Hepatocellular carcinoma results in a high risk of second primary malignancies and has prominent morbidity and mortality. There is a lack of effective treatment and prognosis is poor. Therefore, effective drugs need to be discovered. Carrimycin is a 16-member macrolide antibiotic with anticancer activity, and monomeric isovalerylspiramycin I is a main component. The aim of this study was to determine the anti-tumor effects of carrimycin and monomeric isovalerylspiramycin I on hepatocellular carcinoma through in vivo and in vitro experiments. In vitro, changes in cellular proliferation, migration, invasion, and apoptosis were analyzed by MTT, colony formation, EdU labeling, wound-healing, matrigel transwell invasion, and flow cytometric assays using SK-Hep1, Hep3B, SNU-354, SNU-387 hepatocellular carcinoma cell lines. Western blotting and RT-PCR were used to detect the effects of carrimycin and monomeric isovalerylspiramycin I on the expression levels of vascular endothelial growth factor (VEGF) and programmed death ligand 1 (PD-L1). Nude mice were subcutaneously transplanted with SK-Hep1 cells or C57BL/6J mice were orthotopically transplanted with hepatocarcinoma H22 cells. Tumor volume, pathological changes in tumor tissues, and the concentration of VEGF in mouse serum were measured after treatments. Carrimycin and monomeric isovalerylspiramycin I dose-dependently inhibited hepatocellular carcinoma cell viability, colony formation, and DNA replication.

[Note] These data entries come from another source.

PR #3709, opened 2026-07-23
Add static search to isolated documentation builds

reakaleek:
## Why

Standalone documentation sites currently have no search unless they depend on a backend service. They need a search option that continues to work when the generated frontend is hosted as static files on services such as S3 and CloudFront, or when previewing locally with `docs-builder serve`.

## What

Adds Pagefind-powered client-side search to all isolated builds and `docs-builder serve` mode. The existing search modal queries the generated client-side index while omitting backend-only Ask AI features.

This PR represents combined work:
- The initial implementation (this PR) added the search UI integration, feature flag, frontend pagefind query layer, HTML metadata annotations, responsive header tweaks, and the build pipeline wiring.
- #3721 (merged) replaced the native pagefind binary subprocess with [Pagefind.Net](https://www.nuget.org/packages/Pagefind.Net) — a pure managed .NET reimplementation of the indexer. This made the feature a proper \`IMarkdownExporter\` that eagerly indexes each page during the build pipeline (O(1) memory), removed the feature flag (search is always available for isolated builds), and enabled full \`docs-builder serve\` support where the index is built in-memory as part of the background compilation that surfaces diagnostics to the HUD.

## How

The \`PagefindMarkdownExporter\` runs inline during the build pipeline alongside other exporters. For each markdown page it extracts plain text via \`PlainTextExporter\`, builds weighted segments (title, headings, body), and feeds a \`PagefindRecord\` to \`PagefindIndex.AddRecord\` which tokenizes and discards the content immediately. At the end, \`WriteAsync\` flushes the pre-built inverted index to disk and \`PagefindFrontend.ExtractToAsync\` writes the browser runtime (\`pagefind.js\` + WASM).

The exporter is gated on \`BuildType.Isolated\` — assembler and codex builds skip it entirely (they use the Elasticsearch-backed search API). In serve mode, the index resides in the in-memory filesystem and is served via a dedicated route handler.


reakaleek:
@Mpdreamz Clicking search result items doesn't work. I will take a look

Mpdreamz:
Oh, maybe an artifact of merging in? I could swear it worked. 

Good catch either way!

Mpdreamz:
## Pagefind.Net 0.4.1 — meta field ordering fix

Updated to [Pagefind.Net 0.4.1](https://www.nuget.org/packages/Pagefind.Net/0.4.1) which fixes [nullean/pagefind-net#15](https://github.com/nullean/pagefind-net/pull/15).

These agents markedly suppressed migration and invasion and promoted apoptosis of the cell lines. Western blotting and RT-PCR demonstrated that carrimycin and monomeric isovalerylspiramycin I reduced VEGF and PD-L1 protein and mRNA levels in a dose-dependent manner. In vivo studies further confirmed that carrimycin and monomeric isovalerylspiramycin I could significantly inhibit tumor growth, tumor histopathological alterations, and the concentration of VEGF in both mouse tumor models. These results show that carrimycin and monomeric isovalerylspiramycin I promoted apoptosis and inhibited proliferation, migration, and invasion of hepatocellular carcinoma cells. Therefore, our discovery suggests anti-tumor capacity for carrimycin and monomeric isovalerylspiramycin I and provides data on potential new drugs for inhibiting hepatocellular carcinoma.